Outcome
After a median FU of 25.5 months since the first surgery (range 0-88), 29 tumor events occurred (8.3%) after a median delay of 30.5 months (range, 1-88) from diagnosis. The initial surgical management of these recurrent cases was TO in 10 cases (34%) and OSS in 19 cases (66%) (Table 1). New lesions occurred on the same ovary in eight patients (28%), on the contralateral ovary in 18 patients (62%), and on both ovaries in three patients (10%). Among these ipsilateral new lesions, one case had a juvenile cell granulosa tumor (JCGT) on the ipsilateral ovary 47 months after OSS of the OMT. A contralateral second event occurred in 48% of cases after surgical management by OSS. Treatment of recurrences was surgery in 23 out of 29 cases and could be conservative in 82% of cases (OSS/TO; 19/4) (Table 3). Four of them benefited from cryopreservation of the remaining ovarian healthy tissue. In these patients, only one was managed by TO at the first surgery. OSS was performed on all of them at the second surgery. Six patients (21%) were not operated on for this second event and benefited from a regular wait-and-see strategy. At a median FU of 9.5 months (range: 0, 65), these patients did not present any tumor progression. JCGT was treated by TO with salpingectomy, leading to complete microscopic surgical resection (FIGO stage Ia) without any adjuvant treatment. This patient was in CR2 four years after this second event. Three patients presented a third event, affecting both ovaries in each subject. Two of them were then treated by OSS and one by TO.

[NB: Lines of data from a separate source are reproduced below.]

PR #190, opened 2017-05-02
pk-main: segfault when config file is not found [v3].

jcfaracco:

See:

`conf_filename` is NULL and inside that function the `assert()` fails:

    $ sudo packagekitd
    Segmentation fault

This PR introduces `g_printerr()` to redirect properly errors from pk-main.c to 
stderr.

### DIFF
--- a/src/pk-main.c
+++ b/src/pk-main.c
@@ -173,6 +173,10 @@ main (int argc, char *argv[])
 	/* get values from the config file */
 	conf = g_key_file_new ();
 	conf_filename = pk_util_get_config_filename ();
+	if (conf_filename == NULL) {
+		g_print ("Config file was not found.");
+		goto out;
+	}
 	ret = g_key_file_load_from_file (conf, conf_filename,
 					 G_KEY_FILE_NONE, &error);
 	if (!ret) {
--- a/src/pk-main.c
+++ b/src/pk-main.c
@@ -174,13 +174,13 @@ main (int argc, char *argv[])
 	conf = g_key_file_new ();
 	conf_filename = pk_util_get_config_filename ();
 	if (conf_filename == NULL) {
-		g_print ("Config file was not found.");
+		g_printerr ("Config file was not found.");
 		goto out;
 	}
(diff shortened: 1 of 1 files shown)


ximion:
Looks good to me, +1

I do wonder though why all of these print statements lack a terminating newline character - I guess this codepath is triggered to rarely (chance to hit it is pretty much zero on all Linux distros unless one purposefully broke it) that nobody noticed.
Anyway, this looks good to go, IMO.

jcfaracco:
Hi guys,
For documentation, here is the steps using the PackageKit installed by my Linux repos (not compiled from sources):
**1. `$ systemctl status packagekit.service`**
```
   Active: active (running) since Tue 2017-05-02 09:34:23 -03; 31min ago
 Main PID: 2224 (packagekitd)
  CGroup: /system.slice/packagekit.service
           └─2224 /usr/libexec/packagekitd
```
**2. `$ sudo mv /etc/PackageKit/PackageKit.conf /etc/PackageKit/PackageKit.conf.old`**
**3. `$ sudo systemctl restart packagekit.service`**
```
Job for packagekit.service failed because a fatal signal was delivered to the control process. See "systemctl status packagekit.service" and "journalctl -xe" for details.
```
**4. `$ sudo systemctl status packagekit.service`**
```
   Active: failed (Result: signal) since Tue 2017-05-02 10:06:12 -03; 5min ago
  Process: 21205 ExecStart=/usr/libexec/packagekitd (code=killed, signal=SEGV)
 Main PID: 21205 (code=killed, signal=SEGV)

systemd[1]: Starting PackageKit Daemon...
packagekitd[21205]: (packagekitd:21205): GLib-CRITICAL **: g_key_file_load_from_file: assertion 'file != NULL' failed
systemd[1]: packagekit.service: main process exited, code=killed, status=11/SEGV
systemd[1]: Failed to start PackageKit Daemon.
systemd[1]: Unit packagekit.service entered failed state.
systemd[1]: packagekit.service failed.
```

PR #191, opened 2017-05-15
Alpm hooks

eworm-de:


eworm-de:
Here are some infos about pacman hooks:
https://www.archlinux.org/pacman/alpm-hooks.5.html

This is used to regenerate kernel initial ramdisk, update mime database, write font cache, ... and a lot more.

Some of these hooks are time consuming, thus user may think packagekit hangs after 100% package installation. With these changes packagekit changes state to "Running hooks".

hughsie:
I think if it's hanging at 100% then you need to rework how the progress is updated to include the time spent running the hooks. It's quite bad UX to have a progress bar rush to 99% and then sit there for minutes before it's installed. I don't think "Running Hooks" tells me anything at all, sorry.

eworm-de:
Currently the packagekit action looks like this:
```
$ pkcon update
Getting updates               [=========================]         
Downloading list of packages  [=========================]         
Updating packages             [=========================]         
Downloading packages          [=========================]
Checking signatures           [=========================]
Starting                      [=========================]
Installing updates            [=========================]
```
... where
```
Installing updates            [=========================]
```
shows for a long time with 100% if hooks are run.

Instead I would expect it to show information about hooks:
```
[...]
Installing updates            [=========================]
Running hooks                 [=========================]
```

Hooks do not have any progress, that is given by libalpm/pacman. But `Running hooks` at 0% is better than `Installing updates` at 100%. Possibly there is still room for improvement on libalpm side. ;)

Probably every Arch user should know what hooks do. So I do not see a real problem here.

hughsie:
> Hooks do not have any progress

I think that's the bit that needs fixing, especially if they are going to take more than 0.5s.

eworm-de:
Well, every hook runs a single command, so you can not tell any percentage there.

Running several hooks I could calculate a progress myself... So for four hooks the progress would increase by 25% for every hook finished. Would you accept that?

eworm-de:
Updated my pull request. How about this?

hughsie:
I think progress like that is certainly better than nothing. I think what the "install" phase should probably do is go from 0% to 90% (i.e. you scale the existing percentage by a factor of 0.9) and then running hooks you want to scale it by 0.1 to make 0% to 10% with an offset of 90%. That way you get an "installing" progressbar that doesn't jump back to 0%, which isn't going to look great on the command line or in gnome-software.

eworm-de:
There is updating package list, downloading signature, downloading packages, verifying sources, testing changes, ... and more. The percentage jumps back to 0% for each of them. So I do not see the point in merging installation and running hooks.

The log for my current code looks like this:
```
May 23 21:24:36 nepu PackageKit[3250]: Hook gdk-pixbuf-query-loaders.hook (Probing GDK-Pixbuf loader modules...) complete (1 of 16)
May 23 21:24:36 nepu PackageKit[3250]: Hook gio-querymodules.hook (Updating GIO module cache...) complete (2 of 16)
May 23 21:24:36 nepu PackageKit[3250]: Hook glib-compile-schemas.hook (Compiling GSettings XML schema files...) complete (3 of 16)
May 23 21:24:36 nepu PackageKit[3250]: Hook gtk-query-immodules-2.0.hook (Probing GTK2 input method modules...) complete (4 of 16)
May 23 21:24:36 nepu PackageKit[3250]: Hook gtk-query-immodules-3.0.hook (Probing GTK3 input method modules...) complete (5 of 16)
May 23 21:24:36 nepu PackageKit[3250]: Hook gtk-update-icon-cache.hook (Updating icon theme caches...) complete (6 of 16)
May 23 21:24:36 nepu PackageKit[3250]: Hook gvfsd.hook (Reloading GVFS config...) complete (7 of 16)
May 23 21:24:37 nepu PackageKit[3250]: Hook linux.hook (Updating linux initcpios) complete (8 of 16)
May 23 21:24:37 nepu PackageKit[3250]: Hook systemd-hwdb.hook (Updating udev hardware database...) complete (9 of 16)
May 23 21:24:37 nepu PackageKit[3250]: Hook systemd-sysusers.hook (Updating system user accounts...) complete (10 of 16)
May 23 21:24:37 nepu PackageKit[3250]: Hook systemd-tmpfiles.hook (Creating temporary files...) complete (11 of 16)
May 23 21:24:37 nepu PackageKit[3250]: Hook systemd-update.hook (Arming ConditionNeedsUpdate...) complete (12 of 16)
May 23 21:24:38 nepu PackageKit[3250]: Hook texinfo-install.hook (Updating the info directory file...) complete (13 of 16)
May 23 21:24:38 nepu PackageKit[3250]: Hook update-ca-trust.hook (Rebuilding certificate stores...) complete (14 of 16)
May 23 21:24:38 nepu PackageKit[3250]: Hook update-desktop-database.hook (Updating the desktop file MIME type cache...) complete (15 of 16)
May 23 21:24:39 nepu PackageKit[3250]: Hook update-mime-database.hook (Updating the MIME type database...) complete (16 of 16)
```
This is a pretty fast system, though. Only slower systems with large initial ramdisk running the linux hook first will have 0% for a longer time.

PR #193, opened 2017-05-18
aptcc: Fix installing gst codecs for gstreamer 1.0

### LINKED ISSUE #192: aptcc: WhatProvides gstreamer always returns 0 results for 1.0 codecs
Try

    pkcon what-provides 'gstreamer1.0(decoder-audio/mpeg)(mpegversion=(int)1)(mpegaudioversion=(int)1)(layer=(int)3)'

It always returns no results on Debian and Ubuntu. I've got https://paste.debian.net/932844/ so far, but it needs some refining to be PRable. Just filing this for the record.

iainlane:
The regex didn't work with gstreamer 1.0 input.

Try

  pkcon what-provides 'gstreamer1.0(decoder-audio/mpeg)(mpegaudioversion=1)(mpegversion=1)(layer=3)'

to test.

Also, the second commit fixes a critical and no results that happen for the non-first queries. You can't deinit and then init again - it breaks gstreamer.

@ximion Please test this. I don't know much about this stuff. I think there's a way to request multiple codecs at once - how do you do that? I don't know and so I didn't test it. :)

Fixes #192.

### DIFF
--- a/backends/aptcc/gst-matcher.cpp
+++ b/backends/aptcc/gst-matcher.cpp
@@ -23,9 +23,14 @@
 #include <regex.h>
 #include <gst/gst.h>
 
+static bool inited = false;
+
 GstMatcher::GstMatcher(gchar **values)
 {
-    gst_init(NULL, NULL);
+    if (!inited) {
+        gst_init(NULL, NULL);
+        inited = true;
+    }
 
     // The search term from PackageKit daemon:
     // gstreamer0.10(urisource-foobar)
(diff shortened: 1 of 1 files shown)


dantti:
LGTM

iainlane:
@ximion want to review/merge?

ximion:
The awful regex still makes me cringe, but in general this patch looks good to me :-)
In the long run we might want to rework this a bit more, for example by using GRegex and only compiling the regex once, etc.
But for now, +1 from me too, and since @dantti is fine with it as well, I'll just merge this now :-)

Thanks Iain for fixing this, and I am still puzzled that nobody noticed this was broken for such a long time.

Overall, at the end of FU, 321 patients remained in CR1 (91.7%), 20 in CR2 (5.7%), and three in CR3 (0.9%), and six had stable disease (1.7%). All are alive at the end of FU (OS 100%). The 2 year-EFS was 95.2% [95% CI, 91.7 – 97.3] (Fig. 1A). At the last FU, 18 patients had two reduced ovaries after unique or multiple OSS (5%), and 132 patients (38%) had one whole ovary remaining after TO carried out at the first or second surgery. No patient needed bilateral oophorectomy (Supplemental Appendix 1).